Most art is open to interpretation. But given the seismic status of 2016 in terms of political upheaval and bloodshed – it’s no surprise many music videos have arrived with more than an essence of the apocalypse about them.
Earlier this year I wrote about the ways in which music videos had taken on strange and often surreal narratives, a flourish which reflects both the temperament of the creatively liberated times and also the competitive requirement of making an album launch an “event”. On reflection, art was simply reflecting life, a sense of foreboding and dread running throughout.
Many chose to mirror the political quagmire – exposing the powers that control the globe as evil dictators. DJ Shadow’s video for Nobody Speak, featuring the vitriolic, eviscerating presence of Run the Jewels, was directed by Sam Pilling and produced by Pulse Films. Its narrative follows a global summit, its representatives involved in an unflinching verbal battle before a physical fight breaks out and the men are seen grappling one another like cannibalistic monkeys.

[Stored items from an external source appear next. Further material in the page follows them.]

PR #2258, opened 2016-11-09
Refactor `CallVariantsFromAlignedContigsSpark` to prep for calling SV.INS & SV.DEL

SHuang-Broad:
Refactoring of the structs and utilities involved calling simple inversions.
This helps preparing for calling simple insertions and deletions in SV.
Most changes are simple changes, no changes are made to the algorithm itself.
A simple fix of orginal code in `AlignmentRegion` was put in.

It ends with one man atop a table, holding the American flag, prepared to skewer his enemy through the chest, stopped only by the cleaning lady who interrupts his act of mania with a look of pitying contempt.
There was no scramble for power in Jamie XX’s Gosh video, however. Casting an eye into a grim, Romain Gavras-created future world controlled by a vacant, emotionless autocrat, its cinematic shots show an army of devoted followers who bow and salute as if they were a robotic army. The tension is whipped up by frenetic samples of jungle and drum and bass, a futuristic soundscape which matches the stark, spooky footage captured in Hangzhou in China’s Zhejiang province.
Arriving ahead of the Brexit referendum, Radiohead’s comeback came in the form of Burn the Witch, a song with stress-inducing momentum. The video for the song references both Camberwick Green and The Wicker Man, and while the group are secretive about its meaning, it looks as if it was influenced by British, or maybe even global tensions, and perhaps is even a comment on online public shaming and/or rightwing rhetoric (Trump’s “lock her up” chant springs to mind). Pitchfork described it as “a pointed critique of nativism-embracing leaders across the UK and Europe”, and it was certainly a timely launch during a period in which feelings of insularity, identity and fear were prevalent across the world.
Homages to horror films appeared in videos, too: Quba Tuakli mirrored the bleak and brutalist sound of Rocks FOE’s Law with a startling black and white video. On a housing estate, a police officer is chased and force fed black (or possibly blood red) liquid, a thick poison which emits from the eyes of a female sacrifice and generally makes a gloopy, satanic mess of the pavement.
Grimes’s self-directed video for Kill V Maim was also an end-of-days imagining. Set in an abandoned city, it shows the last surviving humans as a gang of cyber-goth warriors. She and her Sin City via manga cartoon-inspired friends wreck havoc in underground train stations and clubs.
Austra’s Utopia and Voodoo in My Blood by Massive Attack featuring Young Fathers were two videos that presented technology as an ominous enemy. The first employed a speaker-styled black box which isolates its users and leaves them eating maggots – all vaguely possible, all very Black Mirror. The second, meanwhile, saw Rosamund Pike trapped in an underpass and entranced by a floating ball. So entranced that she ends up face against the floor, in agony. Time for a digital cleanse, perhaps.
And what better way to mourn the demolition of the planet and environment through war and human destruction, than enlisting one of nature’s most exquisite creations: Naomi Campbell. During Anonhi’s Drone Bomb Me, the supermodel weeps into the camera (an intense and intimate format employed by Anonhi throughout her Hopelessness campaign).
Thankfully some found the humour in the sadness. Scottish alt-pop hermit Pictish Trail offered a warped myriad of apocalyptic symbolism in his brilliant video for After Life. In it he plays a monk, a poncho-wearing evangelist, a superhero, the grim reaper, a red puffy man and himself. An explosion of imagery, a chaotic collage of crappy graphics and scream faces represent the horrific overwhelm of the modern world. It’s the stuff MTV’s 120 minutes was made for.
Let’s end on a (slightly) more soothing note, with another video from Radiohead’s A Moon Shaped Pool. Daydreaming, directed by Paul Thomas Anderson, follows Thom Yorke as he walks into various rooms looking lost and confused, before curling up in the foetal position somewhere dark and hoping everything will be OK. Something I think we can all relate to at the end of 2016.